Monday, March 19, 2012

We Bury the Landscape by Kristine Ong Muslim

Genre:  Ekphrasis (the fictional story behind the painting)
Expected publication date:  April 15, 2012

Description (taken from Kristine Ong Muslim's website):
We Bury the Landscape is an exhibition of literary art. Ekphrasis, collected. One hundred flash fictions and prose poems presented to view. From the visual to the textual, transmuting before the gallery-goer’s gaze, the shifting contours of curator Kristine Ong Muslim’s surreal panorama delineate the unconventional, the unexpected, and the unnatural. Traversing this visionary vista’s panoply of “rooms of unfinished lives,” the reader unearths and examines and reanimates—revealing the transcendent uncanniness that subsists underfoot.

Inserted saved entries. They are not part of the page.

PR #467, opened 2017-02-27
Pull API configuration from Collection objects

leonardr:
This branch changes the constructors for API objects (ThreeMAPI, OverdriveAPI, etc) so that rather than taking individual bits of configuration information, they take a `Collection` object with the configuration information. The idea is that you instantiate an API object for a specific API account. There's no longer an implication that every piece of the circulation manager always authenticates against the Overdrive API with the exact same credentials.

However, that assumption is still present in class methods called `from_environment` (which originally pulled API configuration from environment variables, and then from JSON files), which assume there is a single `Library` object with (at most) a single associated `Collection` of the appropriate type. Once these assumptions go away, the `from_environment` methods will also have to go away.

### DIFF
--- a/axis.py
+++ b/axis.py
@@ -49,6 +49,12 @@ class Axis360API(object):
 
     PRODUCTION_BASE_URL = "https://axis360api.baker-taylor.com/Services/VendorAPI/"
     QA_BASE_URL = "http://axis360apiqa.baker-taylor.com/Services/VendorAPI/"
+
+    # Map simple nicknames to server URLs.
+    SERVER_NICKNAMES = {
+        "production" : PRODUCTION_BASE_URL,
+        "qa" : QA_BASE_URL,
+    }
     
     DATE_FORMAT = "%m-%d-%Y %H:%M:%S"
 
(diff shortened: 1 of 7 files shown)


overdrive.py
```diff
@@ -247,15 +251,18 @@ def _get_book_list_page(self, link, rel_to_follow='next'):
         """
         # We don't cache this because it changes constantly.
         status_code, headers, content = self.get(link, {})
-        data = json.loads(content)
+        if isinstance(content, basestring):
+            content = json.loads(content)
```
leonardr: See https://github.com/NYPL-Simplified/circulation/pull/455/files#r103262011. I made this change, and similar changes in core, to accommodate the way Overdrive is mocked in the circulation tests.

axis.py
```diff
@@ -54,50 +63,50 @@ class Axis360API(object):
...
+        self.password = collection.password
+
+        # Convert the nickname for a server into an actual URL.
+        base_url = collection.url
+        if base_url in self.SERVER_NICKNAMES:
+            base_url = self.SERVER_NICKNAMES[base_url]
+        self.base_url = base_url
+
+        if (not self.library_id or not self.username
+            or not self.password):
```
aslagle: is it ok if there's no base url?

overdrive.py
```diff
@@ -98,49 +101,50 @@ class OverdriveAPI(object):
...
    
-    def __init__(self, _db, testing=False):
+    def __init__(self, _db, collection):
         self._db = _db
+        
+        if collection.protocol != collection.OVERDRIVE:
+            raise ValueError(
+                "Collection protocol is %s, but passed into OverdriveAPI!" %
+                collection.protocol
+            )
```
aslagle: Is there a reason Overdrive is the only one that needs to check this?

leonardr: No, they should all do it.

axis.py
leonardr: I think it should default to production.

Doesn't the description catch your interest?  This book is definitely one of a kind, and I believe everyone should have the chance to read it and see the paintings that the stories are based off of.  With that being said, this book is not a novel.  It is not something you sit down and enjoy in one sitting (although you very well can do this).  This is a coffee table novel that your guests look at (and in my case, wonder how on earth I became so artistically-inclined), kind of like a poetry book or a picture book.

Note that the art is contemporary art (and it's a kind I sit and wonder how on earth the artist came up with it).  So I recommend looking at the art before you read the stories because they make more sense when you see what the story's based off of.

I thought I'd list a few themes from the stories to give you an idea of what you can look forward to.  We go from various fairy tales like Jack and the Beanstalk or the Princess and the Frog to nursery rhymes like Humpty Dumpty.  There's one story that reminds me very much of The Metamorphosis and the painting is creepy.  We've also got Gucci handbags, a Volkswagon, a carnivorous flower, instruments writhing in pain, and it's raining men.  And one story that I can relate to: one with tons of goldfish in the room.  Now why can I relate to this?  Call me crazy, but I've had a dream (more than once) where my bettas decided to rebel against me and plot my demise.  So, yes my fish scare me...

If you like artistic paintings, then you'll most definitely like reading this book.  However, I think even the non-visually-artistically inclined could enjoy this book as well (I fall in this category).

Thanks goes to Kristine Ong Muslim for providing me a review copy of this book.